Зинаида присела и подумала: не в этом дело, что не уважают. Когда людям объясняться на эту тему? Несет человека по жизни… Вот тут как раз и заскрипел стулом Ленчик.
– …А помнишь? Ты хотела быть летчицей?
– Да господь с тобой! – засмеялась Зинаида. – Никогда в жизни!
– Ну да! Гризодубова, Осипенко, Раскова слетали, ты и сказала: вот бы и мне! Я помню, помню… Узнавал же про летное училище…
Зинаида покачала головой: не помню. Ленчик пря-мо руки вскинул – что за склероз? Как же можно забыть такое?
– У меня плохая память, – успокаивала его Зинаида. – Я столько всего забыла.

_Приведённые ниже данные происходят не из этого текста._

PR #7136, opened 2019-12-26
[Need conflicts fixing] SPU/PPU reservations: Implement memory mirrors reservations

elad335:
Rewrite memory reservations to be based on "real address" tags instead of virtual addresses, this makes it possible for memory mirrors (aka shared memory) reservations to work properly.
Fixing previous bugs such as race conditions and missing SPU LR events when using this feature.
It works by allocating a unqiue tag for each shared memory allocation and using this every reservation operation where the virtual address was used.
This is an important milestone for implementing multi-process shared memory.

Of course I tested it on real ps3 and compared the results with current master and pr [here](https://github.com/elad335/myps3tests/tree/master/spu_tests/memory%20mirrors%20reservations).
This testcase tries to execute an atomic store on both PPU and SPU cross memory mirrors, both stores fail on master and succeed on pr and real ps3.

PR #7138, opened 2019-12-26
Alternative implementation for memory mirror support for reservations

Nekotekina:


elad335:
Non-tsx doesnt work with it..

Nekotekina:
Fixed hopefully.

Kravickas:
After pressing STOP button 
obrazek
[RPCS3.log](https://github.com/RPCS3/rpcs3/files/4003311/RPCS3.log)

elad335:
Here's my complete list of pros and cons of #7136 comparing to this pr.

## #7136:

#### pros:
- Memory usage is very lightweight, allocates exactly the amount of reservations data needed per allocations.
    16 times as compressed as vm memory, which means a 256MB vm allocation will only allocate 16MB of reservation data.
- vm Allocations performance doesn't take a hit, uses the same amount of memory allocations as current master.
#### cons:
- Requires modifying existing code to use tags instead of addresses.
- Adds an additional tag argument for ASMJIT TSX functions which may limit (make it harder to add) additional arguments in the future.

## This pr:
#### pros:
- Does not require modifying existing code much.
- May be easier to use and more intuative to read. Only exception is non-tsx code which the opposite may be true.
#### cons:
- Memory usage is very inefficient, allocates the same amount of reservation memory as vm memory.
Which means a 256MB vm allocation needs an additional 256MB for reservation data.
- vm Allocations are more expensive, uses an additional 2 allocations as current master plus an additional deallocation.
- May introduce incompatibilities with existing reservations waiters due to the underlying pointer address being different.

elad335:
it also has page faults notifications bug with non-tsx mentioned in #7136

Megamouse:
REBASe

Ленчик же уперся: все можно забыть – но мечту? Он все свои мечты помнит. Мальчишкой хотел быть кучером. Подрос – голкипером. Потом танкистом. Утесовым хотел быть.
– Ничего не исполнилось! – засмеялся. – Жизнь определила по-своему. – И вдруг почувствовал тоску. Чувство это после выпивки было ему знакомо, но приходило оно обычно позже, на другой день. Дочка, медик, объяснила, что все очень просто: химическая реакция в нервах, придавать значения не нужно. Пройдет. Он привык к такому толкованию, заболит душа – элементарная химия. Все равно как молоко прокисает. Не придавать значения! А тут затосковалось раньше времени, рано для реакции… – Чертова война! – сказал он. – Прошлась, сволочь, танком… Твой воевал?